(Items listed in a dataset)
_____
PR #165, opened 2026-06-30
fix(go): handle UUID data type in metadata paths

### LINKED ISSUE #164: fix(go): UUID data type not handled in metadata paths (GetTableSchema / GetObjects)
## What happened

Columns of Snowflake's [`UUID` data type](https://docs.snowflake.com/en/sql-reference/data-types-uuid) cannot be discovered through the driver's metadata paths, even though they query fine.

- `GetTableSchema` (which runs `DESC TABLE` → `descToField`) returns a hard error:
  ```
  Not Implemented: Snowflake Data Type UUID not implemented
  ```
- `GetObjects` → `toArrowField` matches no `case` for `UUID`, so the column's `arrow.Field.Type` is left `nil` and no `XdbcDataType`/`XdbcSqlDataType` is populated.

The data path itself is fine: `SELECT * FROM <table>` returns the `UUID` column as Arrow `utf8` (Snowflake delivers UUID values as text over the wire).

This surfaces in the Power BI Snowflake connector (built on this ADBC driver) as a Navigator error when previewing/loading a table that has a `UUID` column:

```
Expression.Error: Unable to understand the type for column
Details:
    <UUID column name>
```

## Reproduction

```sql
create table tester (uuid_id UUID, varchar_id VARCHAR);
insert into tester (uuid_id, varchar_id) select uuid_string(), uuid_string();
```

Then, against `TESTER`:

| Path | Result |
| --- | --- |
| `GetTableSchema` | ❌ `Not Implemented: Snowflake Data Type UUID not implemented` |
| `GetObjects` (column depth) | ⚠️ field type left `nil` |
| `SELECT *` result schema | ✅ `utf8` |

`SHOW COLUMNS` reports the type as `{"type":"UUID","nullable":true}`; `DESC TABLE` reports it as `UUID`.

## Expected

The metadata paths should agree with the data path and report a `UUID` column as Arrow `utf8`, consistent with how `VARIANT`/`OBJECT`/`ARRAY` are surfaced.

## Environment

- `go/` driver, `github.com/snowflakedb/gosnowflake/v2 v2.1.0`

prmoore77:
## Problem

Snowflake's [`UUID` data type](https://docs.snowflake.com/en/sql-reference/data-types-uuid) queries fine but was unhandled in the driver's two schema-discovery paths:

- **`GetTableSchema`** (`DESC TABLE` → `descToField`): a parenless `UUID` type fell into the `default` and returned a hard error — `Not Implemented: Snowflake Data Type UUID not implemented`.
- **`GetObjects`** (`SHOW COLUMNS` → `toArrowField`): no `case` matched `UUID`, so `arrow.Field.Type` was left `nil`.

This surfaced downstream (e.g. the Power BI Snowflake connector, Metabase) as failures like `Expression.Error: Unable to understand the type for column`.

## Fix

UUID columns are surfaced as `arrow.uuid`.

## How UUID result columns are detected

Snowflake does **not** report a dedicated `uuid` type in query-result metadata. Verified against a live account: both the rowtype JSON and the Arrow field metadata report UUID result columns as `text`/`TEXT` (consistent with the docs: "Snowflake drivers treat UUID values as text strings"). Only `DESC TABLE` / `SHOW COLUMNS` name the type — so those paths map `UUID` directly.

On the result path, UUID columns are identified by their otherwise-impossible shape: **`text` with length 0** (VARCHAR's minimum length is 1; SHOW commands, empty strings, `NULL::VARCHAR`, concatenations, etc. all report length ≥ 1, while table columns, `NULL::UUID`, and UUID-typed expressions all report 0). The one other length-0 producer — an untyped `NULL` literal (`SELECT NULL`) — is ruled out on the Arrow data path via its explicit `byteLength: "0"` field metadata (UUID columns carry `"16"` or omit the key). A literal `uuid` rowtype is also matched, to future-proof against the server reporting the logical type directly.

## Changes

- `descToField` (`GetTableSchema`) and `toArrowField` (`GetObjects`) report `arrow.uuid`
- the Arrow data path parses the utf8 values into an `extensions.UUIDArray` via a column transformer; the JSON fallback path types the field so the extension builder parses the text
- **Bulk ingest**: `arrow.uuid` columns are created as native `UUID` columns (previously `BINARY(16)`). On the plain COPY path no transform is needed — Snowflake's Parquet reader converts the Parquet UUID logical type (emitted for arrow.uuid's `fixed_size_binary[16]` storage) natively, verified value-for-value against a live account. On the geo COPY-transform path (where every column is read through a `$1:"col"` VARIANT reference), the 16 raw bytes are re-encoded to canonical UUID text inline.
- **Bind**: `arrow.uuid` parameters (both registered `extensions.UUIDArray` values and C-Data-Interface arrays that arrive as `fixed_size_binary[16]` storage plus `ARROW:extension:name` field metadata) bind as canonical UUID text, which Snowflake converts implicitly.
- Extension detection follows the existing geoarrow pattern: both `arrow.EXTENSION` types and `ARROW:extension:name` field metadata are recognized.

Closes #164

### DIFF
--- a/go/driver_test.go
+++ b/go/driver_test.go
@@ -1888,6 +1888,48 @@ func (suite *SnowflakeTests) TestGeometryAsText() {
 	suite.Contains(geogCol.Value(0), "Point")
 }
 
+func (suite *SnowflakeTests) TestUUIDType() {
+	// Snowflake's UUID data type is delivered as text over the wire, so it must
+	// surface as Arrow utf8 in every path. Before this was handled, the metadata
+	// paths failed ("Snowflake Data Type UUID not implemented" / nil field type),
+	// which surfaced downstream (e.g. Power BI) as "Unable to understand the type
+	// for column".
+	suite.Require().NoError(suite.stmt.SetSqlQuery(suite.ctx, `CREATE OR REPLACE TABLE UUID_TYPE_TEST (
+		UUID_ID UUID,
+		VARCHAR_ID VARCHAR
+	)`))
+	_, err := suite.stmt.ExecuteUpdate(suite.ctx)
+	suite.Require().NoError(err)
+
+	suite.Require().NoError(suite.stmt.SetSqlQuery(suite.ctx,
+		"INSERT INTO UUID_TYPE_TEST SELECT uuid_string(), uuid_string()"))
+	_, err = suite.stmt.ExecuteUpdate(suite.ctx)
+	suite.Require().NoError(err)
+
+	// Metadata path: GetTableSchema (DESC TABLE -> descToField).
+	cat, sch := suite.Quirks.catalogName, suite.Quirks.schemaName
+	tableSchema, err := suite.cnxn.GetTableSchema(suite.ctx, &cat, &sch, "UUID_TYPE_TEST")
+	suite.Require().NoError(err)
+	suite.Truef(arrow.TypeEqual(arrow.BinaryTypes.String, tableSchema.Field(0).Type),
+		"GetTableSchema UUID_ID: expected utf8, got %s", tableSchema.Field(0).Type)
+
+	// Data path: result schema must match, and values must round-trip.
+	suite.Require().NoError(suite.stmt.SetSqlQuery(suite.ctx, "SELECT * FROM UUID_TYPE_TEST"))
+	rdr, _, err := suite.stmt.ExecuteQuery(suite.ctx)
+	suite.Require().NoError(err)
+	defer rdr.Release()
+
+	uuidField := rdr.Schema().Field(0)
+	suite.Truef(arrow.TypeEqual(arrow.BinaryTypes.String, uuidField.Type),
+		"SELECT UUID_ID: expected utf8, got %s", uuidField.Type)
+
+	suite.True(rdr.Next())
+	rec := rdr.RecordBatch()
+	uuidCol := rec.Column(0).(*array.String)
+	_, parseErr := uuid.Parse(uuidCol.Value(0))
+	suite.NoErrorf(parseErr, "UUID_ID value %q should parse as a UUID", uuidCol.Value(0))
+}
+
 func (suite *SnowflakeTests) TestTimestampPrecisionJson() {
 	opts := suite.Quirks.DatabaseOptions()
 	opts[driver.OptionMaxTimestampPrecision] = "microseconds"
--- a/go/driver_test.go
+++ b/go/driver_test.go
@@ -53,6 +53,7 @@ import (
 	"github.com/apache/arrow-go/v18/arrow"
 	"github.com/apache/arrow-go/v18/arrow/array"
 	"github.com/apache/arrow-go/v18/arrow/decimal128"
+	"github.com/apache/arrow-go/v18/arrow/extensions"
 	"github.com/apache/arrow-go/v18/arrow/memory"
 	"github.com/google/uuid"
 	"github.com/snowflakedb/gosnowflake/v2"
@@ -1889,11 +1890,14 @@ func (suite *SnowflakeTests) TestGeometryAsText() {
 }
 
 func (suite *SnowflakeTests) TestUUIDType() {
-	// Snowflake's UUID data type is delivered as text over the wire, so it must
-	// surface as Arrow utf8 in every path. Before this was handled, the metadata
-	// paths failed ("Snowflake Data Type UUID not implemented" / nil field type),
-	// which surfaced downstream (e.g. Power BI) as "Unable to understand the type
-	// for column".
+	// Snowflake delivers UUID values as text over the wire; the driver decodes
+	// them into the arrow.uuid extension type (fixed_size_binary[16] storage)
+	// in both the metadata and data paths. Before this was handled, the
+	// metadata paths failed ("Snowflake Data Type UUID not implemented" / nil
+	// field type), which surfaced downstream (e.g. Power BI) as "Unable to
+	// understand the type for column".
+	uuidType := extensions.NewUUIDType()
+
 	suite.Require().NoError(suite.stmt.SetSqlQuery(suite.ctx, `CREATE OR REPLACE TABLE UUID_TYPE_TEST (
 		UUID_ID UUID,
 		VARCHAR_ID VARCHAR
@@ -1910,8 +1914,8 @@ func (suite *SnowflakeTests) TestUUIDType() {
 	cat, sch := suite.Quirks.catalogName, suite.Quirks.schemaName
 	tableSchema, err := suite.cnxn.GetTableSchema(suite.ctx, &cat, &sch, "UUID_TYPE_TEST")
 	suite.Require().NoError(err)
-	suite.Truef(arrow.TypeEqual(arrow.BinaryTypes.String, tableSchema.Field(0).Type),
-		"GetTableSchema UUID_ID: expected utf8, got %s", tableSchema.Field(0).Type)
+	suite.Truef(arrow.TypeEqual(uuidType, tableSchema.Field(0).Type),
+		"GetTableSchema UUID_ID: expected arrow.uuid, got %s", tableSchema.Field(0).Type)
 
 	// Data path: result schema must match, and values must round-trip.
 	suite.Require().NoError(suite.stmt.SetSqlQuery(suite.ctx, "SELECT * FROM UUID_TYPE_TEST"))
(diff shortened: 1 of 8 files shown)


CurtHagenlocher:
> The Power BI M-layer type mapper handles utf8 but not fixed_size_binary/extension types

That could be addressed.

I feel like the right thing to do for the driver should be independent of a particular consumption scenario. And driver changes should anyway be (ideally) backwards-compatible, e.g. by opting into new behavior with a connection property.

prmoore77:
This is a screenshot of the Power BI connector displaying the error: 
image

zeroshade:
It's frustrating that Snowflake stores the UUID values as fixed size binary values, but still uses the arrow String type for how it returns it :frowning:

CurtHagenlocher:
> This is a screenshot of the Power BI connector displaying the error:

We, um, don't use the ADBC functions to get the table schema. We run `SHOW COLUMNS IN TABLE` and parse the results ourselves, so this is totally a bug in our connector and not the driver.

That's not to say that the driver couldn't be improved in this fashion... .

prmoore77:
> > This is a screenshot of the Power BI connector displaying the error:
> 
> We, um, don't use the ADBC functions to get the table schema. We run `SHOW COLUMNS IN TABLE` and parse the results ourselves, so this is totally a bug in our connector and not the driver.
> 
> That's not to say that the driver couldn't be improved in this fashion... .

Hi, @CurtHagenlocher - Is the connector open-source?  Should I file an issue in that repo (if it is)?

FWIW - We also observed a similar issue in Metabase - and they had to make a fix as well: https://github.com/metabase/metabase/pull/72034

CurtHagenlocher:
> Hi, @CurtHagenlocher - Is the connector open-source? Should I file an issue in that repo (if it is)?

Alas, it is not. I've filed 2175707 in our internal tracking system.

go/driver_test.go
lidavidm, line 1: This should be added as a validation suite case

lidavidm (commented):
Is this another case where Snowflake doesn't tell us the "real" logical type and so we're unable to attach the proper extension type?

zeroshade:
> Is this another case where Snowflake doesn't tell us the "real" logical type and so we're unable to attach the proper extension type?

It looks like snowflake *does* tell us the "real" logical type in the Column Info and descriptions (but not in the arrow schema) as "UUID", but it still delivers the UUID explicitly as a string and not as a fixed_size_binary[16].

lidavidm:
> > Is this another case where Snowflake doesn't tell us the "real" logical type and so we're unable to attach the proper extension type?
> 
> It looks like snowflake _does_ tell us the "real" logical type in the Column Info and descriptions (but not in the arrow schema) as "UUID", but it still delivers the UUID explicitly as a string and not as a fixed_size_binary[16].

In that case, though, presumably it's not too expensive to cast the data and "fix" it?

zeroshade:
> In that case, though, presumably it's not too expensive to cast the data and "fix" it?

That would be my preference also, but it looks like PowerBI rejects that? Do I have that right @prmoore77 @CurtHagenlocher ? 

Is it possible to change this so that we cast the uuid values to a proper arrow.uuid extension type using fixed size binary[16]?

prmoore77:
> > In that case, though, presumably it's not too expensive to cast the data and "fix" it?
> 
> That would be my preference also, but it looks like PowerBI rejects that? Do I have that right @prmoore77 @CurtHagenlocher ?
> 
> Is it possible to change this so that we cast the uuid values to a proper arrow.uuid extension type using fixed size binary[16]?

Hey @zeroshade - that is fine from my side.  I can close this PR if you would like to make the fix you would recommend - or I could adjust it, but you would know better than I do about how it should be done...

zeroshade:
I'm fine with you adjusting this PR to use the extension type and cast the string we get from Snowflake accordingly

prmoore77:
Hi, @zeroshade @lidavidm - Done — the PR now surfaces UUID columns as the `arrow.uuid` extension type (`fixed_size_binary[16]`) and casts the text values from the wire into it, and the test moved into the validation suite as `queries/type/select/uuid.txtcase`. One important nuance I hit while implementing it:

> It looks like snowflake *does* tell us the "real" logical type in the Column Info and descriptions (but not in the arrow schema) as "UUID"

That turns out to be true only for `DESC TABLE` / `SHOW COLUMNS` (so `GetTableSchema`/`GetObjects` map `UUID` directly). On the **query-result path** there is no `uuid` type anywhere: I verified against a live account that both the rowtype JSON and the Arrow field metadata report UUID result columns as `text`/`TEXT` — consistent with the [UUID docs](https://docs.snowflake.com/en/sql-reference/data-types-uuid): "Snowflake drivers treat UUID values as text strings."

What UUID result columns *do* have is an otherwise-impossible shape: **`text` with length 0**. VARCHAR's minimum length is 1, and I probed a pile of text producers (SHOW commands, empty strings, `NULL::VARCHAR`, `TO_CHAR`, concatenations, `GET_DDL`, …) — all report length ≥ 1, while UUID table columns, `NULL::UUID`, and UUID-typed expressions all report 0. So the data path detects UUID as `text && length == 0` (plus a literal `uuid` rowtype match, to future-proof against the server ever reporting the logical type directly).

The one collision is an untyped `NULL` literal (`SELECT NULL`), which also comes back as `text` length 0. Those are excluded on the Arrow data path via the server's field metadata: untyped NULL carries an explicit `byteLength: "0"`, while UUID columns carry their 16-byte storage width (`"16"`) or omit the key. There's a regression check in `TestUUIDType` asserting `SELECT NULL` stays `utf8`.

I'll grant this is a fingerprint rather than a documented contract — but it's the only signal the server gives us today (similar in spirit to the EWKB sniffing the driver already does for geo columns), and if gosnowflake/the server ever start reporting `uuid` directly, the explicit type match takes over.

The round trip is also covered now: bulk ingest creates native `UUID` columns for `arrow.uuid` data (previously `BINARY(16)`) — no COPY transform needed on the plain path, since Snowflake's Parquet reader converts the Parquet UUID logical type natively — and `arrow.uuid` bind parameters (previously rejected) bind as canonical UUID text. Both come with validation-suite cases (`ingest/uuid`, `type/bind/uuid`) in addition to `type/select/uuid`.

Verified live: the UUID validation cases pass 8/8, the full validation query suite passes 212/212, and the ingest and integration suites show no new failures beyond ones that reproduce identically on `main`.

prmoore77:
Hi @zeroshade and @lidavidm - there is a failing test above, but I think it is due to credentials.

zeroshade:
yea, since this PR is on a fork it can't access the secrets to run it which is why it's failing. I'll run it myself manually to confirm and post back

zeroshade (approved):
running locally, the validation on this branch passed successfully. I'll wait for @lidavidm to comment before merging, but this looks good to me

prmoore77:
Hi @zeroshade and @lidavidm - is there any chance this fix could get merged in some form?  Having UUID's available in Snowflake via ADBC would be beneficial...  Thanks for your help.

prmoore77:
> > Hi, @CurtHagenlocher - Is the connector open-source? Should I file an issue in that repo (if it is)?
> 
> Alas, it is not. I've filed 2175707 in our internal tracking system.

Hi @CurtHagenlocher - is that issue being worked at all?  (just curious - asking for a friend 😊)

go/validation/queries/type/select/uuid.txtcase
```diff
@@ -0,0 +1,67 @@
...
+;
+
+// part: query
+
+SELECT RES FROM TEST_UUID ORDER BY IDX ASC
+
+// part: expected_schema
+// Snowflake delivers UUID values as utf8 text on the wire; the driver decodes
+// them into the arrow.uuid extension type (fixed_size_binary[16] storage) and
+// reports the same type from the metadata paths.
```
lidavidm:
```suggestion
```

Can we clean up some of the AI comments?

go/driver_test.go
lidavidm: ...and now that the cases are added, is this still necessary?

go/record_reader.go
```diff
@@ -165,6 +166,53 @@ func stripEWKBSRIDColumn(_ context.Context, a arrow.Array) (arrow.Array, error)
 	return bldr.NewArray(), nil
 }
 
+// isUUIDResultColumn reports whether a result column carries Snowflake UUID
+// values. Snowflake result metadata does not surface a dedicated "uuid" type
+// today: UUID columns are reported as "text" but with length 0, which no real
+// text column can have (VARCHAR's minimum length is 1, and even SHOW commands
+// report the maximum length for their text columns). The explicit "uuid"
+// match future-proofs against the server reporting the logical type directly.
```
lidavidm: If this is never actually used, I don't think it makes sense to check for it. There's no guarantee the implementation would look like this anyways.

go/record_reader.go
```diff
@@ -600,6 +657,13 @@ func rowTypesToArrowSchema(_ context.Context, ld gosnowflake.ArrowStreamLoader,
 				[]string{srcMeta.Type},
 			),
 		}
+		if isUUIDResultColumn(srcMeta.Type, srcMeta.Length) {
+			// jsonDataToArrow appends the JSON UUID text through the
+			// extension builder's AppendValueFromString, which parses it
+			// into the fixed_size_binary[16] storage.
```
lidavidm:
```suggestion
```

go/record_reader.go
```diff
@@ -298,6 +346,15 @@ func getTransformer(sc *arrow.Schema, ld gosnowflake.ArrowStreamLoader, useHighP
 			continue
 		}
 
+		// Snowflake delivers UUID values as utf8 text on the wire; decode
+		// them into the canonical arrow.uuid extension type.
```
lidavidm:
```suggestion
```

lidavidm:
(Also, if we use the [workflow](https://github.com/adbc-drivers/snowflake/actions/workflows/go_test_pr.yaml), then the test results will be posted to the PR.)

CurtHagenlocher:
> Hi @CurtHagenlocher - is that issue being worked at all? (just curious - asking for a friend 😊)

I'm going to try to get to it this week.

go/record_reader.go
prmoore77: Removed the speculative uuid type-name match; the function now only checks the shape Snowflake actually reports today

prmoore77:
@lidavidm - for `driver_test.go`: Removed both integration tests as redundant with the validation cases; kept only a small TestUntypedNullLiteral regression test for the SELECT NULL edge case, which the validation  
  suite can't express.
  
  (I wasn't sure how to reply in-thread for this)

lidavidm (approved):

prmoore77:
🚀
_____
What is needed:
Return each full line of the entries that contains the word "their".

Answer section:
On the result path, UUID columns are identified by their otherwise-impossible shape: **`text` with length 0** (VARCHAR's minimum length is 1; SHOW commands, empty strings, `NULL::VARCHAR`, concatenations, etc. all report length ≥ 1, while table columns, `NULL::UUID`, and UUID-typed expressions all report 0). The one other length-0 producer — an untyped `NULL` literal (`SELECT NULL`) — is ruled out on the Arrow data path via its explicit `byteLength: "0"` field metadata (UUID columns carry `"16"` or omit the key). A literal `uuid` rowtype is also matched, to future-proof against the server reporting the logical type directly.
The one collision is an untyped `NULL` literal (`SELECT NULL`), which also comes back as `text` length 0. Those are excluded on the Arrow data path via the server's field metadata: untyped NULL carries an explicit `byteLength: "0"`, while UUID columns carry their 16-byte storage width (`"16"`) or omit the key. There's a regression check in `TestUUIDType` asserting `SELECT NULL` stays `utf8`.
+// report the maximum length for their text columns). The explicit "uuid"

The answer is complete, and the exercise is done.